Whenever a line in the data holds the string "prettyTypeName", pull that line out.

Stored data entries

--- --- ---

PR #6237, opened 2025-07-29
Add error when trying to assign class object to variable of non-class types

igorosky:
Objects could be assigned to non-class types e.g.: int. Right now it throws an error.
Also, I've adjusted existing test case not to assign object to a basic type.

### DIFF
--- a/src/V3Width.cpp
+++ b/src/V3Width.cpp
@@ -7514,6 +7514,10 @@ class WidthVisitor final : public VNVisitor {
                             lhsStream ? EXTEND_OFF : EXTEND_LHS);
         // if (debug()) nodep->dumpTree("-  checkout: ");
         (void)rhsp;  // cppcheck
+        if (VN_IS(lhsDTypep, BasicDType) && VN_IS(rhsp->dtypep(), ClassRefDType)) {
+            rhsp->v3error(side << rhsp->dtypep()->prettyDTypeNameQ() << " cannot be assigned to "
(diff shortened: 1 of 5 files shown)


src/V3Width.cpp
```diff
@@ -7329,21 +7329,25 @@ class WidthVisitor final : public VNVisitor {
...
                 if (isBaseClassRecurse(lhsClassRefp->classp(), rhsClassRefp->classp())) return;
             } else if (rhsp->isNull()) {
                 return;
             }
             nodep->v3error(side << " expects a " << lhsClassRefp->prettyTypeName() << ", got "
-                                << rhsDtypep->prettyTypeName());
+                                << rhsRawDTypep->prettyTypeName());
+        } else if (VN_IS(rhsRawDTypep, ClassRefDType)) {
+            nodep->v3error(side << " " << rhsRawDTypep->prettyDTypeNameQ()
+                                << " cannot be assigned to " << lhsDTypep->prettyDTypeNameQ());
```
wsnyder: "cannot" might not be obvious maybe this?

```suggestion
            nodep->v3error(side << " class " << rhsRawDTypep->prettyDTypeNameQ()
                                << " cannot be assigned to non-class " << lhsDTypep->prettyDTypeNameQ());
```

igorosky: I've added the ``non-class`` part. However, when it comes to adding ``class`` at the beginning I believe that this is a bit redundant with type name which for example in my test case is: ``class{}Foo``

PR #6239, opened 2025-07-29
Enable EmitV to output formatted code to std::ostream

gezalore:
Introduce V3OutStream as a V3OutFormatter that writes to a stream instead of a file. This can be used to emit formatted code fragments e.g. in debug prints and graph dumps.

Currently unused but enables EmitV to print nicely indented code. Will need this for dumping DFGs with always blocks in future patch:
example

### DIFF
--- a/src/V3EmitV.cpp
+++ b/src/V3EmitV.cpp
@@ -28,12 +28,13 @@ VL_DEFINE_DEBUG_FUNCTIONS;
 // ######################################################################
 //  Emit statements and expressions
 
-class EmitVBaseVisitorConst VL_NOT_FINAL : public EmitCBaseVisitorConst {
+class EmitVBaseVisitorConst VL_NOT_FINAL : public VNVisitorConst {
     // STATE - across all visitors
-    const bool m_suppressUnknown = false;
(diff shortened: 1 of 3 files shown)


wsnyder:
How is this used differently from V3EmitV::verilogForTree?

gezalore:
`V3EmitV::verilogForTree` is most suitable for expressions, and prints them on one line, it uses `putsNoTracking`, but it would print a compound statement without indentation, like this:

```
always_comb begin
a = 1;
if (b) begin
c = 1;
if (d) begin
e = 1;
end
end
end
```

Various debug code, and the code coverage dumps currently use `verilogForTree` to print expressions on one line, which I think is quite appropriate for those.

This patch enables turning on the indentation via a constructor parameter to `EmitVStreamVisitor`, so statements come out indented:

```
always_comb begin
  a = 1;
  if (b) begin
    c = 1;
    if (d) begin
      e = 1;
    end
  end
end
```

I don't want to turn this on by default because it would also add line-breaks to expressions which I think we don't want in the existing dumps and coverage reports.

The indented mode will be utilized in the future, I'm trying to break up a mega-patch incoming.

--- --- ---

[ANSWER FOR THE TASK]:
             nodep->v3error(side << " expects a " << lhsClassRefp->prettyTypeName() << ", got "
-                                << rhsDtypep->prettyTypeName());
+                                << rhsRawDTypep->prettyTypeName());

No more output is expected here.